Dasselbe kann gesagt werden, wenn die Aminogruppen in Stufe 3 regeneriert werden. Die Struktur eines Peptids mit niedrigem Molekulargewicht kann durch Eliminierung der modifizierenden Gruppen zu der ursprünglichen Struktur zurückkehren. Die Strukturen von Molekülen mit hohem Molekulargewicht, wie Proteinen oder Polypeptiden, kehren jedoch nicht vollständig in die ursprüngliche Form zurück, wenn sie einmal modifiziert waren, selbst wenn die modifizierenden Gruppen eliminiert werden. Die dreidimensionalen Strukturen solcher Proteine und Polypeptide mit hohem Molekulargewicht werden durch die Modifizierungsreaktion denaturiert. Folglich wird, selbst wenn die regenerierten Aminogruppen als Stellen für die Einführung der Haptenmoleküle verwendet werden, ein Antikörper gegen den Carrier an sich nicht gebildet, im Unterschied zu dem Fall, wenn ein nicht modifiziertes Protein als Carrier verwendet wird.
Gemäß einem ersten Aspekt dieser Erfindung werden die Aminogruppen eines Proteins durch eliminierbare oder nicht eliminierbare modifizierende Gruppen blockiert und die Carboxylgruppen des ursprünglichen Proteins werden in die Amidform umgewandelt, indem man ein Diamin, Polyamin oder eine Polyaminosäure verwendet, um zusätzliche Aminogruppen einzuführen.

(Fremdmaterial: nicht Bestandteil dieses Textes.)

PR #50, opened 2024-04-09
small api changes

michaelglass:
small code change while I'm writing documentation

feel free to review them commit-by-commit

1. simplify implementation of `shouldReinitialize` to make clear what fields are included / excluded from the logic.
2. ensure `nlx-api-key` is actually required

(I will keep adding small changes to this PR as I see them in the documentation PR / until this PR is merged)

### DIFF
--- a/packages/chat-core/src/index.ts
+++ b/packages/chat-core/src/index.ts
@@ -103,7 +103,7 @@ export interface Config {
   responses?: Response[];
   failureMessage?: string;
   environment?: Environment;
-  headers?: Record<string, string>;
+  headers: Record<string, string> & { "nlx-api-key": string };
   languageCode: string;
   // Experimental settings
   experimental?: {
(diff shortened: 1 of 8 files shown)


peterszerzo (approved):

packages/chat-core/src/index.ts
```diff
@@ -202,22 +202,9 @@ export const shouldReinitialize = (
...
-    ) ||
-    !equals(
-      config1.experimental?.completeBotUrl,
-      config2.experimental?.completeBotUrl,
-    ) ||
-    !equals(config1.headers, config2.headers) ||
-    !equals(config1.responses, config2.responses) ||
-    !equals(config1.environment, config2.environment)
+  return !equals(
+    omit(["failureMessage"], config1),
```
michaelglass, line 206: @peterszerzo actually, based on usage, I guess this should reinitialize if config changes in any way, so `!equals(config1, config2)` should be correct.

peterszerzo: @michaelglass you're right, let's have it do that, feel free to open a PR :)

Als Ergebnis sind die Aminogruppen des ursprünglichen Proteins vollständig blockiert oder vermindert, wodurch das Protein in hohem Maße modifiziert wird, so daß die Bildung des Antikörpers (Ab*) gegen das Carrierprotein an sich im wesentlichen eliminiert wird.
Wenn ein Polyamin für die Blockierung der Carboxylgruppe des ursprünglichen Proteins verwendet wird, werden zwei oder mehr Aminogruppen eingeführt, um die Stellen zu vermehren, an denen Haptenmoleküle eingeführt werden, wodurch die Effizienz der Einführung des Haptens verbessert wird.
Durch die Verwendung des erfindungsgemäßen modifizierten Carrierproteins kann ein Antihapten-Antikörper (Ab) effizient hergestellt werden, selbst wenn die verfügbare Menge an Hapten klein ist.
Das erfindungsgemäße modifizierte Carrierprotein kann ebenfalls im passiven Agglutinations-Immunoassay verwendet werden, wobei es nicht notwendig ist, einen Antihapten-Antikörper (Ab) vorher durch den Carrier (Ag*) an sich zu absorbieren. Ein polyvalentes Hapten-Antigen-Konjugat kann hergestellt werden, indem man denselben Carrier verwendet, der bei dem Immunisierungsvorgang verwendet worden ist.
Gemäß einem zweiten Aspekt der Erfindung werden die blokkierenden Gruppen von den einmal blockierten Aminogruppen entfernt, so daß Haptenmoleküle mit den regenerierten Aminogruppen verknüpft werden können und ebenfalls mit den eingeführten Aminogruppen verknüpft werden können. Die Anzahl an Stellen, an denen Haptenmoleküle eingeführt werden, wird im Vergleich zu dem nicht modifizierten Protein und auch im Vergleich zu dem modifizierten Protein mit blockierten Aminogruppen erhöht. Das modifizierte Carrierprotein hat bezüglich der Einführung von Haptenen eine hohe Effizienz und kann zur Herstellung eines Antikörpers (Ab) verwendet werden, selbst wenn die zur Verfügung stehende Menge an Hapten sehr klein ist. Das erfindungsgemäße modifizierte Carrierprotein weist einen hohen Grad an Nodifizierung auf, da seine Aminogruppen einmal modifiziert worden sind, um sie zu schützen, so daß es nicht die Bildung eines Antikörpers (Ab*) gegen den Carrier verursacht.

BEISPIEL:

Die vorliegende Erfindung wird mit Bezug auf einige Beispiele genauer beschrieben.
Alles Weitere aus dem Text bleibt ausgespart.